Previous posts in this Blog discussed the recent Florida Supreme Court decision on the documentary stamp tax in the Crescent case. Documentary stamp tax (“doc stamps”) are important for Florida asset protection planning because this tax is potentially assessed whenever a person conveys property titled in his individual name into an asset protection entity wholly owned by the same transferor. The Florida Supreme Court held that no doc stamps are chargeable on the transfer of real estate owned free and clear to a wholly owned transferee with no monetary consideration. Where the property transferred is subject to a mortgage loan, doc stamps must be paid on the amount of the mortgage balance at time of transfer.
An article in the October issue of the Florida Bar Journal suggests a broader application of Crescent case holding. The article states that not only can doc stamps be avoided in liability protection transfers, but it is also possible to structure a sale for full value to an unrelated third party so that doc stamps are not imposed. Again, the plan assumes no mortgage on the property.
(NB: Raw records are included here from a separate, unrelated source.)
PR #1411, opened 2024-11-18
pat contentbrowser: ui improvements for select button in toolbar

1letter:
- use the title of content object as label of the select button
- enable a bs tooltip with the path info of selected contentobject

the old behavior was "display the path", now "display the title" and show the path in a tooltip

### DIFF
--- a/src/pat/contentbrowser/src/ContentBrowser.svelte
+++ b/src/pat/contentbrowser/src/ContentBrowser.svelte
@@ -342,13 +342,6 @@
         }, 500);
     }
 
-    function initToolTips(){
-        // init the tooltips for select buttons in contentbrowser
-        const tooltipTriggerList = document.querySelectorAll('[data-bs-toggle="tooltip"]')
-        const tooltipList = [...tooltipTriggerList].map(tooltipTriggerEl => new bootstrap.Tooltip(tooltipTriggerEl))
-        console.log(tooltipTriggerList, tooltipList)
-    }
-
     $: {
         if ($showContentBrowser) {
             contentItems.get({ path: $currentPath });
@@ -416,7 +409,6 @@
                         <div
                             class="levelColumn{i % 2 == 0 ? ' odd' : ' even'}"
                             in:fly|local={{ duration: 300 }}
-                            use:initToolTips
                         >
                             <div class="levelToolbar">
                                 {#if i == 0 && $config.mode == "browse"}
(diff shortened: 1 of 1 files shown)


1letter:
@petschki @MrTango let me know what is your opinion for the requested solution?

1letter:
I have shown this solution to our power users/editors. They want a cleaner solution. ‘Less is more’ - just the “Select” button without text, but that would mean the button for the selection should be in the same column above, not in the next right column up. Perhaps is the solution of this PR overloaded? Are we to nerdy in our Plone world ? I convert this PR to a Draft PR.

src/pat/contentbrowser/src/ContentBrowser.svelte
```diff
@@ -426,11 +434,15 @@
                                 {#if level.selectable}
                                     <button
                                         class="btn btn-primary btn-xs"
+                                        data-bs-toggle="tooltip"
+                                        data-bs-title="{level.displayPath}"
+                                        data-bs-placement="top"
+                                        data-bs-custom-class="contentbrowser-tooltip"
```
thet, line 440: wouldn't a `title` attribute be enough for showing a tooltip by browser mechanisms?
We could also augment that later using patternslib or something, if the browser tooltip isn't enough.

Background: I overheard that Twitter Bootstrap is in declining development state. And I get always a bit nervous when we add another dependency to Bootstrap. Also, the browser tooltip mechanism via the `title` attribute is fine enough in most cases.

thet, line 440:
```suggestion
                                        title="{level.displayPath}"
```

thet (changes requested):
1) I'd not use bootstrap in here but use the browser's `title` mechanism to show tooltips. See me suggestion in code.

2) The commit message could be a bit more verbose about what your changes are about.

src/pat/contentbrowser/src/ContentBrowser.svelte
petschki: I second to not use Bootstrap here.

1letter: I like the idea of simplifying it. I will change it.

MrTango:
I'm wondering if it make sense at all, that we allow selection of parents. From the user point of view, it seems cleaner that you can only select from the current context, not above. The path element would be than only path elements and not buttons. From the UX, i could see, that we move the select button back inside the last column, where it is either an item (Page, Event, Image...) or another Folder. The Folder of course contains the list of items, but it could also have a select button above "select this container".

Here is the hypothetical plan suggested in the Journal article. Assume a seller and buyer enter into a sales contract to sell a property for $5 million. To avoid doc stamps, the parties structure the deal as follows: (1) Seller contributes the property to a wholly owned, single member limited liability company (no doc stamps under the Crescent ruling); (2) Seller sells all LLC membership interest to the buyer for $5 million (no doc stamps because its not a sale of real property; (3) Buyer dissolves his LLC and takes title to the property in his own name (again, no property transfers subject to doc stamps). The authors suggest that the Florida legislature may consider laws to close the tax loophole created by the Florida Supreme Court. Until that time, if ever, real estate owners and asset protection planners should keep in mind the Crescent decision and the suggestions in this article to minimize costs of real property transfers.